Eduardo Mendoza: “Tres vidas de santos”

Autor: Eduardo Mendoza
Editorial: Seix Barral
192 páginas. 16,50 euros.

Cuatro tinteros

Argumento
En 1952, una humilde familia barcelonesa se ve obligada a acoger al obispo centroamericano Fulgencio Putucás, quien poco a poco irá abandonando su aura de Ilustrísima para degenerar entre vicios no exentos de lucidez. Ya en la democracia, el hijo de una reputada oftalmóloga parte de su abúlica estancia en el Chad para recoger un premio póstumo que dará sentido a su divagar. Años más tarde, el recluso Antolín Cabrales se convertirá en un prestigioso autor de imposturas gracias al apoyo de una profesora de literatura.

Que tiemblen quienes corren a distinguir entre los libros más y menos serios de Eduardo Mendoza, porque esta vez les va a costar decidirse: Tres vidas de santos es quizá uno de sus títulos más irónicos, pero es también uno de los menos complacientes en su empleo del humor. No dominan en él la mordacidad de El misterio de la cripta embrujada, ni la festiva socarronería de Sin noticias de Gurb, ni la hilarante ligereza de El último trayecto de Horacio Dos. A lo sumo, y pese a la ausencia de chascarrillos escatológicos, habrá quien lo vincule a la blanca parodia del hecho religioso que sustentó El asombroso viaje de Pomponio Flato, obviando para ello su amarga tendencia al absurdo, su hondura crítica y filosófica y su peculiar registro formal, a años luz de tal precedente.

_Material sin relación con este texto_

PR #579, opened 2019-02-19
LUCENE-8681: prorated early termination

msokolov:
This adds support for prorated early termination in TopFieldsCollector, a new unit test that demonstrates that, and a convenience method for creating a CollectorManager that uses that. It also refactors IndexSearcher to use the new convenience method and cleans up some leftover javadocs about a search parameter that was removed. See LUCENE-8681

### DIFF
--- a/lucene/core/src/java/org/apache/lucene/search/IndexSearcher.java
+++ b/lucene/core/src/java/org/apache/lucene/search/IndexSearcher.java
@@ -94,11 +94,6 @@ public class IndexSearcher {
     final long maxRamBytesUsed = Math.min(1L << 25, Runtime.getRuntime().maxMemory() / 20);
     DEFAULT_QUERY_CACHE = new LRUQueryCache(maxCachedQueries, maxRamBytesUsed);
   }
-  /**
-   * By default we count hits accurately up to 1000. This makes sure that we
-   * don't spend most time on computing hit counts
-   */
-  private static final int TOTAL_HITS_THRESHOLD = 1000;
 
   final IndexReader reader; // package private for testing!
   
@@ -401,7 +396,7 @@ public class IndexSearcher {
 
       @Override
       public TopScoreDocCollector newCollector() throws IOException {
-        return TopScoreDocCollector.create(cappedNumHits, after, TOTAL_HITS_THRESHOLD);
+        return TopScoreDocCollector.create(cappedNumHits, after, TerminationStrategy.HIT_COUNT);
       }
 
       @Override
@@ -518,7 +513,7 @@ public class IndexSearcher {
     final Sort rewrittenSort = sort.rewrite(this);
 
     final CollectorManager<TopFieldCollector, TopFieldDocs> manager =
-        TopFieldCollector.createManager(rewrittenSort, cappedNumHits, after, TOTAL_HITS_THRESHOLD, Integer.MAX_VALUE);
+        TopFieldCollector.createManager(rewrittenSort, cappedNumHits, after, TerminationStrategy.HIT_COUNT);
 
     TopFieldDocs topDocs = search(query, manager);
     if (doDocScores) {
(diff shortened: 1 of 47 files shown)


lucene/core/src/java/org/apache/lucene/search/TopFieldCollector.java
```diff
@@ -165,11 +169,35 @@ public void collect(int doc) throws IOException {
...
+      return totalHits;
+    }
+
+    private int prorateForSegment(int topK, LeafReaderContext leafCtx) {
+        // prorate number of hits to collect based on proportion of documents in this leaf (segment).
+        // p := probability of a top-k document (or any document) being in this segment
+        double p = (double) leafCtx.reader().numDocs() / leafCtx.parent.reader().numDocs();
+        // m := expected number of the topK results in this segment
+        double m = p * topK;
+        // Increase N to include a bound to ensure the probability of missing a doc is very small
```
mikemccand: Maybe add a short description describing the math / distribution here, explaining the equation below?

lucene/core/src/test/org/apache/lucene/search/TestTopFieldCollectorEarlyTermination.java
```diff
@@ -234,13 +242,189 @@ public void testCanEarlyTerminateOnPrefix() {
...
+      writer.addDocument(numberedDocument(i, i));
+      if (random().nextInt(numDocs / 10) == 0) {
+        // Make about 10 random-sized segments
+        writer.commit();
+      }
+    }
+    reader = DirectoryReader.open(writer);
+  }
+
+  public void testProratedEarlyTermination() throws IOException {
```
mikemccand: Do we explicitly test passing `Integer.MAX_VALUE` for `perSegmentMargin` somewhere here?

lucene/core/src/java/org/apache/lucene/search/TopFieldCollector.java
```diff
@@ -165,11 +169,35 @@ public void collect(int doc) throws IOException {
...
+    /** The total number of documents that matched this query; may be a lower bound in case of early termination. */
+    @Override
+    public int getTotalHits() {
+      return totalHits;
+    }
+
+    private int prorateForSegment(int topK, LeafReaderContext leafCtx) {
+        // prorate number of hits to collect based on proportion of documents in this leaf (segment).
+        // p := probability of a top-k document (or any document) being in this segment
+        double p = (double) leafCtx.reader().numDocs() / leafCtx.parent.reader().numDocs();
```
mikemccand: Do we need to guard for divide-by-zero here?

lucene/core/src/test/org/apache/lucene/search/TestTopFieldCollectorEarlyTermination.java
msokolov: hmm, explicitly .. no. It's the default now, so tested implicitly in many cases, but an explicit test would be good to demonstrate all still works OK even when index distribution is skewed: I'll add that.

lucene/core/src/java/org/apache/lucene/search/TopFieldCollector.java
msokolov: Oh yes we do. I guess that would be an empty index. This also made me thing about deleted docs. It would be better to compute this ratio using livedocs I think? Basically we want to use numbers that correspond to what will be collected. Can we easily know the number of live docs in a segment and in the index?

lucene/core/src/java/org/apache/lucene/search/IndexSearcher.java
```diff
@@ -525,25 +517,8 @@ private TopFieldDocs searchAfter(FieldDoc after, Query query, int numHits, Sort
...
-        int i = 0;
-        for (TopFieldCollector collector : collectors) {
-          topDocs[i++] = collector.topDocs();
-        }
-        return TopDocs.merge(rewrittenSort, 0, cappedNumHits, topDocs, true);
-      }
-
-    };
+    final CollectorManager<TopFieldCollector, TopFieldDocs> manager =
+        TopFieldCollector.createManager(rewrittenSort, cappedNumHits, after, TOTAL_HITS_THRESHOLD, Integer.MAX_VALUE);
```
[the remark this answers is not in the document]
msokolov: Yes, except for plumbing through the new `perSegmentMargin` parameter. I just moved the code so I could re-use.

lucene/core/src/java/org/apache/lucene/search/TopFieldCollector.java
```diff
@@ -100,8 +101,8 @@ private static boolean canEarlyTerminateOnPrefix(Sort searchSort, Sort indexSort
     final Sort sort;
     final FieldValueHitQueue<Entry> queue;
 
-    public SimpleFieldCollector(Sort sort, FieldValueHitQueue<Entry> queue, int numHits, int totalHitsThreshold) {
-      super(queue, numHits, totalHitsThreshold, sort.needsScores());
+    public SimpleFieldCollector(Sort sort, FieldValueHitQueue<Entry> queue, int numHits, int totalHitsThreshold, int perSegmentMargin) {
```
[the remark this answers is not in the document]
msokolov: This whole class is private; I don't think its javadocs would be visible outside this file.

lucene/core/src/java/org/apache/lucene/search/TopFieldCollector.java
mikemccand: Ahh yes we should use `numDocs` -- you can get this from `leafCtx.reader().numDocs()`.

msokolov: I added divide-by-zero check, and I think we were always using `numDocs()`, so this should be good.

PR #580, opened 2019-02-19
LUCENE-8700: IndexWriter.yield()

msokolov:
This provides a new `IndexWriter.yield()` method, and adds testing for it to `RandomIndexWriter` which will now use `yield()` to flush concurrently during `commit()`. I also added a flag for disabling this behavior. I'm not sure if it's needed though, since no tests failed I pulled out the flushing logic from `DocumentupdateDocument` into a standalone method `flushPending` - I initially wanted to refactor and share but the code doesn't lend itself to that without adding arguments to these methods, and it wasn't clear the result would be better.

### DIFF
--- a/lucene/core/src/java/org/apache/lucene/index/DocumentsWriter.java
+++ b/lucene/core/src/java/org/apache/lucene/index/DocumentsWriter.java
@@ -473,6 +473,23 @@ final class DocumentsWriter implements Closeable, Accountable {
     return seqNo;
   }
 
+  void flushPending() throws IOException {
+    boolean hasEvents = preUpdate();
+    final ThreadState perThread = flushControl.obtainAndLock();
+    final DocumentsWriterPerThread flushingDWPT;
+    try {
+      // This must happen after we've pulled the ThreadState because IW.close
+      // waits for all ThreadStates to be released:
+      ensureOpen();
+      ensureInitialized(perThread);
+      assert perThread.isInitialized();
+      flushingDWPT = flushControl.checkout(perThread, false);
+    } finally {
+      perThreadPool.release(perThread);
+    }
+    postUpdate(flushingDWPT, hasEvents);
+  }
+
   long updateDocument(final Iterable<? extends IndexableField> doc, final Analyzer analyzer,
                       final DocumentsWriterDeleteQueue.Node<?> delNode) throws IOException {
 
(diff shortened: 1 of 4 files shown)


s1monw:
@msokolov can you explain more what the usecase of this method is. I am not sure I am following the logic entirely and I need to better understand what this is about to review it.

msokolov:
HI @s1monw there was some context in the mailing list, sorry I did not copy here. The use case here is batch indexing followed by a commit. When one has lots of RAM and no need to commit frequently for visibility (eg offline testing, or some nightly background process), it may be more performant to index without committing, accumulating fairly large in-memory buffers before flushing, and then at the end of a large batch, commit(). The problem with this case today is that we do not make use of any parallel I/O when flushing unless calls are being made to `updateDocument()` and the like. I considered calling that with an empty document, but I was concerned that it might have some undesirable side effects?

s1monw:
Would `IndexWriter#flushNextBuffer()` help here?

msokolov:
In our specific case, we create a small index ~3G for some integration tests that can fit entirely in RAM, and we index all the documents, using large buffers with IndexWriter, using multiple indexing threads, and only when we are done do we commit. Adding this, together with some logic in the caller to supply the threads, reduced our time to commit from ~10 minutes to ~5 minutes on one host (we are sorting the index, so it takes a while), and the situation is even more embarassing on hosts with more cores (where we use more indexing threads).

msokolov:
bq. Would `IndexWriter#flushNextBuffer()` help here?

oh -- comments flying past each other -- I'll check; I did not know about that

msokolov:
Oh, yes - that looks like it would handle this case. Maybe we do not need this `yield()` method then. I'll give it a try - thanks!

s1monw:
> Oh, yes - that looks like it would handle this case. Maybe we do not need this `yield()` method then. I'll give it a try - thanks!

give it a go, if it's tricky we can still extend it.

msokolov:
OK, so `IndexWriter#flushNextBuffer()` seems to do just what we need; I get basically the same behavior by just replacing `yield()` with that. The other notable thing in this patch is having `RandomIndexWriter.commit()` sometimes call that during tests. I see there are some explicit tests of `flushNextBuffer` in `IndexWriterTest`, but I wonder if you see any value in adding this concurrent flushing to lots more tests?

mikemccand:
> but I wonder if you see any value in adding this concurrent flushing to lots more tests?

+1

This might help uncover concurrency bugs in `IndexWriter`.

s1monw:
superseded by #607 @mikemccand can you take a look

PR #581, opened 2019-02-20
LUCENE-3041: QueryVisitor

romseygeek:
This commit adds a visit() method to Query, allowing you to traverse query trees and analyse
their structure and the terms they use for matching.


lucene/core/src/java/org/apache/lucene/search/QueryVisitor.java
```diff
@@ -0,0 +1,123 @@
...
+ * @see Query#visit(QueryVisitor)
+ */
+public interface QueryVisitor {
+
+  /**
+   * Called by leaf queries that match on a specific term
+   * @param query the leaf query visited
+   * @param term  the term the query will match on
+   */
+  void visitLeaf(Query query, Term term);
```
s1monw: I do wonder if we should make it simpler and pass `String field, BytesRef value` instead of term. I am ok with keeping it this way.

lucene/core/src/java/org/apache/lucene/search/QueryVisitor.java
```diff
@@ -0,0 +1,123 @@
...
+   */
+  default void visitLeaf(Query query) {}
+
+  /**
+   * Called by leaf queries that match against a set of terms defined by a predicate
+   * @param query               the leaf query
+   * @param field               the field the query matches against
+   * @param predicateSupplier   a supplier for a predicate that will select matching terms
+   */
+  default void visitLeaf(Query query, String field, Supplier<Predicate<BytesRef>> predicateSupplier) {}
```
s1monw: I find this generalization odd. I think we should not add this without a user of this API. This is a general comment on this PR. It's hard to tell if it's sufficient if we don't have a clear user of the API? Should we move this to a branch and then iterate on it also with a user of it. ie. deprecate extractTerms and implement it with this?

lucene/core/src/java/org/apache/lucene/search/TermInSetQuery.java
```diff
@@ -122,6 +123,18 @@ public Query rewrite(IndexReader reader) throws IOException {
     return super.rewrite(reader);
   }
 
+  @Override
+  public void visit(QueryVisitor visitor) {
+    visitor.visitLeaf(this, field, () -> {
```
s1monw: why isn't this just calling the visitor with the individual terms?

romseygeek:
Replacing extractTerms() with this is a good idea.  We can iterate on this PR for the time being, I think?

romseygeek:
I've pushed some changes:
* removed the Supplier generalization; this was intended to help with highlighting AutomatonQuery implementations, but let's deal with that when we need to
* replaced the usage of extractTerms() with appropriate visitors - the nice thing here is that because most of the methods on QueryVisitor have default implementations, you can just do `Query.visit(terms::add)` as a replacement; but you can also see immediate improvements in things like QueryTermExtractor in highlighter, which no longer needs its big tree of instanceof checks

lucene/core/src/java/org/apache/lucene/search/QueryVisitor.java
```diff
@@ -0,0 +1,91 @@
...
+package org.apache.lucene.search;
+
+import org.apache.lucene.index.Term;
+
+/**
+ * Interface to allow recursion through a query tree
+ *
+ * @see Query#visit(QueryVisitor)
+ */
+public interface QueryVisitor {
```
s1monw: I think this should have `@FunctionalInterface` annotation or alternatively `extends Consumer<Term>`?

lucene/core/src/java/org/apache/lucene/search/QueryVisitor.java
```diff
@@ -0,0 +1,91 @@
...
+  default void visitLeaf(Query query) {}
+
+  /**
+   * Pulls a visitor instance for visiting matching child clauses of a query
+   *
+   * The default implementation returns {@code this}
+   *
+   * @param parent  the query visited
+   */
+  default QueryVisitor getMatchingVisitor(Query parent) {
```
s1monw: this corresponds to `BooleanClause.Occur` maybe we should just have a method `default void visitLeaf(Query query, BooleanClause.Occur occur) {}` instead of 4 default methods?

s1monw: oh yeah and a `matchesTerm(Term, Occur)` as well.

s1monw: now that I looked further down I think I see what you are trying to do here. I wonder if it makes sense to reduce to a single `getSubVisitor(BooleanClause.Occur occur, Query parent)` this seems more straight forward?

lucene/core/src/java/org/apache/lucene/search/QueryVisitor.java
```diff
@@ -0,0 +1,91 @@
...
+   * @param parent  the query visited
+   */
+  default QueryVisitor getNonMatchingVisitor(Query parent) {
+    return NO_OP;
+  }
+
+  /**
+   * A QueryVisitor implementation that collects no terms
+   */
+  QueryVisitor NO_OP = term -> { };
```
s1monw: not sure we need this, can we just inline `term -> {}`

lucene/sandbox/src/java/org/apache/lucene/search/intervals/IntervalQuery.java
```diff
@@ -147,7 +153,7 @@ public IntervalWeight(Query query, float boost, ScoreMode scoreMode) {
 
     @Override
     public void extractTerms(Set<Term> terms) {
```
s1monw: should this method be removed too?

lucene/core/src/java/org/apache/lucene/search/QueryVisitor.java
romseygeek: I've removed it

lucene/core/src/java/org/apache/lucene/search/QueryVisitor.java
romseygeek: ++, have pushed a change to implement this

lucene/sandbox/src/java/org/apache/lucene/search/intervals/IntervalQuery.java
romseygeek: Let's make removing extractTerms() completely a separate issue?

lucene/core/src/java/org/apache/lucene/search/QueryVisitor.java
romseygeek: I've made it a functional interface, but I'm now wondering if this would be better done as an abstract class with all default implementations?  For example, if we want to add leaf methods that accept Automata, or doc values ranges, or points, or similar - it's targeted at terms currently, but that seems overly restrictive.  Plus an abstract class allows you to call super methods, whereas now you always have to remember to deal with eg `MUST_NOT` clauses if you override `getSubVisitor()`

romseygeek:
Pushed a change that tries moving things to an abstract base class, and adds a helper method for the common case where we just want to collect terms (ie an extractTerms() replacement)

romseygeek:
I made a couple more changes:
* Rather than having a `NO_OP` visitor, I changed the contract so that `getSubVisitor()` returns `null` if queries should not continue visiting.  This enables us to shortcut traversal, for example if we're checking for the presence of a particular query type in a tree then we can stop as soon as we've found a single instance.  I also added a method to `QueryUtils` to check that queries do the right thing when `getSubVisitor()` returns `null`.
* I added a `matchesAutomaton` method back in, and refactored `MultiTermHighlighting` in the unified highlighter to use it - it's much cleaner and easier to follow now, and makes it much easier to handle custom queries.

lucene/core/src/test/org/apache/lucene/search/TestQueryVisitor.java
```diff
@@ -0,0 +1,226 @@
...
+import org.apache.lucene.search.spans.SpanNearQuery;
+import org.apache.lucene.search.spans.SpanQuery;
+import org.apache.lucene.search.spans.SpanTermQuery;
+import org.apache.lucene.util.LuceneTestCase;
+
+import static org.hamcrest.CoreMatchers.equalTo;
+
+public class TestQueryVisitor extends LuceneTestCase {
+
+  private static final Query query = new BooleanQuery.Builder()
```
dsmiley: Can you show a BoostQuery wrapping a BooleanQuery that has a BoostQuery around a TermQuery :-).  Your test below would then be able to show you can do the inherited multiplication.

lucene/core/src/java/org/apache/lucene/search/QueryVisitor.java
```diff
@@ -0,0 +1,87 @@
...
+  public void matchesTerm(Term term) { }
+
+  /**
+   * Called by leaf queries that match terms against an Automaton
+   * @param query               the leaf query
+   * @param field               the field to match against
+   * @param isBinary            {@code true} if the Automaton is built to match against byte[] rather than char[]
+   * @param automatonSupplier   a supplier for the built Automaton
+   */
+  public void matchesAutomaton(Query query, String field, boolean isBinary, Supplier<Automaton> automatonSupplier) {}
```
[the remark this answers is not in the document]
romseygeek: The whole Automaton API is still kind of trappy, but I think that's a larger issue.  I think the flag is the least invasive way of doing things for now.

lucene/core/src/java/org/apache/lucene/search/TermInSetQuery.java
```diff
@@ -135,6 +138,20 @@ private boolean equalsTo(TermInSetQuery other) {
         termData.equals(other.termData);
   }
 
+  @Override
+  public void visit(QueryVisitor visitor) {
+    visitor.matchesAutomaton(this, field, true, this::toAutomaton);
```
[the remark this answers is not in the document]
romseygeek: ++, will add a comment

lucene/highlighter/src/java/org/apache/lucene/search/uhighlight/MultiTermHighlighting.java
```diff
@@ -17,180 +17,124 @@
...
-class MultiTermHighlighting {
+final class MultiTermHighlighting {
   private MultiTermHighlighting() {
   }
 
   /**
    * Extracts MultiTermQueries that match the provided field predicate.
    * Returns equivalent automata that will match terms.
    */
-  public static CharacterRunAutomaton[] extractAutomata(Query query,
```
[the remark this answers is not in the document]
romseygeek: It's still used in PhraseHelper; I think we can rework UnifiedHighlighter in a follow-up, along with things like removing extractWeight(), given that this PR is already quite big?

lucene/core/src/test/org/apache/lucene/search/TestQueryVisitor.java
romseygeek: ++

lucene/core/src/java/org/apache/lucene/search/TermInSetQuery.java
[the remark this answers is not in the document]
romseygeek: This should probably use a DaciukMihov automaton, as it's just fixed strings.

romseygeek:
Thanks for the review @dsmiley!  I pushed some changes in response.

lucene/core/src/java/org/apache/lucene/search/QueryVisitor.java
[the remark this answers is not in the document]
s1monw: I really dont' like that this name implies a question and then it doesn't have a return type. I think we should rather call it `consumeTerm` / `consumeAutomaton` instead. I agree with @dsmiley if we can put this boolean on the Automaton it would be great. There is also the issue of the Supplier which I think is a design smell I am really torn on this method to be honest

lucene/core/src/java/org/apache/lucene/search/PhraseQuery.java
```diff
@@ -284,6 +284,16 @@ public Query rewrite(IndexReader reader) throws IOException {
     }
   }
 
+  @Override
+  public void visit(QueryVisitor visitor) {
+    for (Term term : terms) {
+      QueryVisitor v = visitor.getSubVisitor(BooleanClause.Occur.MUST, this);
```
s1monw: don't pull this more than once?

lucene/core/src/java/org/apache/lucene/search/QueryVisitor.java
```diff
@@ -0,0 +1,87 @@
...
+   * Returns {@code null} if the child clauses should not be visited
+   *
+   * The default implementation returns {@code this}, unless {@code occur} is equal
+   * to {@link BooleanClause.Occur#MUST_NOT} in which case it returns
+   * {@code null}
+   *
+   * @param occur   the relationship between the parent and its children
+   * @param parent  the query visited
+   */
+  public QueryVisitor getSubVisitor(BooleanClause.Occur occur, Query parent) {
```
s1monw: not sure I like the null here. if we keep this logic I think it should return an `Optional<QueryVisitor>` or always return non-null

lucene/core/src/java/org/apache/lucene/search/MultiPhraseQuery.java
```diff
@@ -203,6 +203,22 @@ public Query rewrite(IndexReader reader) throws IOException {
...
 
+  @Override
+  public void visit(QueryVisitor visitor) {
+    QueryVisitor v = visitor.getSubVisitor(BooleanClause.Occur.MUST, this);
+    if (v == null) {
+      return;
+    }
+    for (Term[] terms : termArrays) {
+      for (Term term : terms) {
+        QueryVisitor sv = v.getSubVisitor(BooleanClause.Occur.SHOULD, this);
```
s1monw: why do you pull this more than once?

lucene/core/src/java/org/apache/lucene/search/DisjunctionMaxQuery.java
```diff
@@ -237,6 +237,16 @@ public Query rewrite(IndexReader reader) throws IOException {
     return super.rewrite(reader);
   }
 
+  @Override
+  public void visit(QueryVisitor visitor) {
+    for (Query q : disjuncts) {
+      QueryVisitor v = visitor.getSubVisitor(BooleanClause.Occur.SHOULD, this);
```
s1monw: same here why pull more than once?

lucene/queries/src/java/org/apache/lucene/queries/CommonTermsQuery.java
```diff
@@ -129,7 +130,18 @@ public Query rewrite(IndexReader reader) throws IOException {
     collectTermStates(reader, leaves, contextArray, queryTerms);
     return buildQuery(maxDoc, contextArray, queryTerms);
   }
-  
+
+  @Override
+  public void visit(QueryVisitor visitor) {
+    for (Term term : terms) {
+      QueryVisitor v = visitor.getSubVisitor(Occur.SHOULD, this);
```
s1monw: again why pull more than once?

lucene/sandbox/src/java/org/apache/lucene/search/CoveringQuery.java
```diff
@@ -109,6 +109,17 @@ public Query rewrite(IndexReader reader) throws IOException {
     return super.rewrite(reader);
   }
 
+  @Override
+  public void visit(QueryVisitor visitor) {
+    for (Query query : queries) {
+      QueryVisitor v = visitor.getSubVisitor(BooleanClause.Occur.SHOULD, this);
```
s1monw: pulled more than once?

lucene/sandbox/src/java/org/apache/lucene/search/TermAutomatonQuery.java
```diff
@@ -492,4 +492,15 @@ public Query rewrite(IndexReader reader) throws IOException {
     // TODO: we could maybe also rewrite to union of PhraseQuery (pull all finite strings) if it's "worth it"?
     return this;
   }
+
+  @Override
+  public void visit(QueryVisitor visitor) {
+    for (BytesRef term : termToID.keySet()) {
+      QueryVisitor v = visitor.getSubVisitor(BooleanClause.Occur.SHOULD, this);
```
s1monw: pulled more than once?

lucene/sandbox/src/java/org/apache/lucene/search/intervals/IntervalQuery.java
s1monw: I agree if we can get rid of it, lets do it. Not sure what purpose it serves still here. If we can't can we deprecate?

lucene/sandbox/src/java/org/apache/lucene/search/intervals/MinimumShouldMatchIntervalsSource.java
```diff
@@ -85,9 +85,14 @@ public MatchesIterator matches(String field, LeafReaderContext ctx, int doc) thr
   }
 
   @Override
-  public void extractTerms(String field, Set<Term> terms) {
+  public void visit(String field, QueryVisitor visitor) {
+    Query parent = new IntervalQuery(field, this);
     for (IntervalsSource source : sources) {
-      source.extractTerms(field, terms);
+      QueryVisitor v = visitor.getSubVisitor(BooleanClause.Occur.SHOULD, parent);
```
s1monw: pull only once?

lucene/core/src/java/org/apache/lucene/search/QueryVisitor.java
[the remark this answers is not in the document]
s1monw: here is a different suggestion: maybe we can make `FuzzyQuery` subclass `AutomatonQuery` and then simply add a method `visitAutomaton(AutomatonQuery query) { visiteLeaf(query); }` then we can remove this method an users can just pull the automaton, field and if it's binary from `AutomatonQuery`.  This would be a much cleaner API. We don't even have to add an API for this (there is only one users) we can just do an `instanceof` check?

lucene/sandbox/src/java/org/apache/lucene/search/intervals/IntervalQuery.java
romseygeek: +1 to deprecate and remove in a followup

lucene/core/src/java/org/apache/lucene/search/QueryVisitor.java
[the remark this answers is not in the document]
romseygeek: ++

lucene/core/src/java/org/apache/lucene/search/PhraseQuery.java
romseygeek: The advantage of pulling multiple times is the combination with the null check, meaning we can short-circuit; it's particularly useful on something like BooleanQuery or DisjunctionQuery, where if you're say looking to see if there's a single instance of a particular term or query type, you can stop looking as soon as you find it rather than having to continue traversing through all the possibilities

lucene/core/src/java/org/apache/lucene/search/QueryVisitor.java
romseygeek: I'm not sure I like `Optional`...  We use `null` elsewhere in the codebase to signal "stop doing stuff here", for example in `Weight.scorer()`, so it seems an established pattern to me?

lucene/core/src/java/org/apache/lucene/search/PhraseQuery.java
s1monw: [I think you need to read this. Maybe twice.](https://en.wikipedia.org/wiki/Program_optimization)

romseygeek: I took a shortcut :p

More seriously, I came across issues like this in Luwak when dealing with super-massive queries, but I suppose there are other ways around it, like throwing an exception or whatever.  I can change it back to returning an empty visitor if you really don't like it.

s1monw: you can enforce this by adding a boolean return to `consumeTerm` that we can respect. that would be a clear API to short-circuit.

romseygeek:
* I've taken Simon's suggestion of removing special-casing for Automaton, and things still seem to work (although we may need to add hooks back in to allow handling of custom multi-term queries).
* I've renamed matchesTerm() to consumesTerm(), and changed the sig to include the Query doing the consuming (otherwise we can't tell if a leaf query is a TermQuery or something else).
* QueryVisitor.EMPTY_VISITOR is back, nulls are gone
* I've also removed Weight.extractTerms() entirely - I can revert this last commit if it makes the patch too big, but it does increase the number of lines removed by a lot, which is nice :)

lucene/core/src/java/org/apache/lucene/search/PhraseQuery.java
javanna: I agree with Simon. I find it counter intuitive to get the sub-visitor for the same query more than once. if we do need that short-circuiting maybe it can be made more explicit in the API.

Probably because I am not yet very familiar with the change here, but I have a hard time following where things happen here: we pull the sub-visitor from the same parent visitor multiple times, yet what gets returned may be null at some point. Does that mean that the parent visitor holds state that changes as we consume terms through its sub-visitors?

lucene/core/src/java/org/apache/lucene/search/BoostQuery.java
```diff
@@ -104,6 +104,14 @@ public Query rewrite(IndexReader reader) throws IOException {
     return super.rewrite(reader);
   }
 
+  @Override
+  public void visit(QueryVisitor visitor) {
+    QueryVisitor v = visitor.getSubVisitor(BooleanClause.Occur.MUST, this);
+    if (v != null) {
```
javanna: should you rather check for empty visitor here now? I guess we can assume that getSubVisitor never returns null?

lucene/core/src/java/org/apache/lucene/search/ConstantScoreQuery.java
```diff
@@ -64,6 +64,14 @@ public Query rewrite(IndexReader reader) throws IOException {
     return super.rewrite(reader);
   }
 
+  @Override
+  public void visit(QueryVisitor visitor) {
+    QueryVisitor v = visitor.getSubVisitor(BooleanClause.Occur.FILTER, this);
+    if (v != null) {
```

Lejos también, aunque no tanto, de los “clásicos mendocianos”, los relatos que componen este volumen son tres tragicómicas variaciones en torno a una misma cuestión: el sinsentido de consagrar la existencia a afanes que nos superan por condición, destino o discernimiento. Es decir, lo que siempre han hecho los santos, pero desde el espejo deformante de unos personajes más próximos a Hamlet o al Quijote que a los mártires y protectores de las hagiografías.

Criaturas nihilistas

Pese a diferir, como explica el autor en el prólogo, en extensión, estilo e incluso época de concepción, La ballena, El final de Duslav y El malentendido comparten por tanto su oposición al sermoneo y la virtud ejemplarizante de las tradicionales “vidas de santos”. Por contra, el obispo Putucás, el viajero Duslav y el caco literato Cabrales son criaturas nihilistas cuyos extraños arrebatos de iluminación conducen, incluso en el éxito, a paraísos perdidos. De ahí que sus discursos -los tres, a su modo, cierran con prédicas los relatos- parezcan falsas moralejas en las que siempre subyace menos una enseñanza que un lúcido descreimiento. En ello se encuentra, acaso, lo que para unos será el grial del libro y para otros, la razón de su perplejidad; por ampliarlo en palabras del ilustrado Cabrales, sin descartar la ironía: “La literatura no es un vehículo para contar historias, para expresar sentimientos o para transitar emociones, sino una forma. Forma y nada más”.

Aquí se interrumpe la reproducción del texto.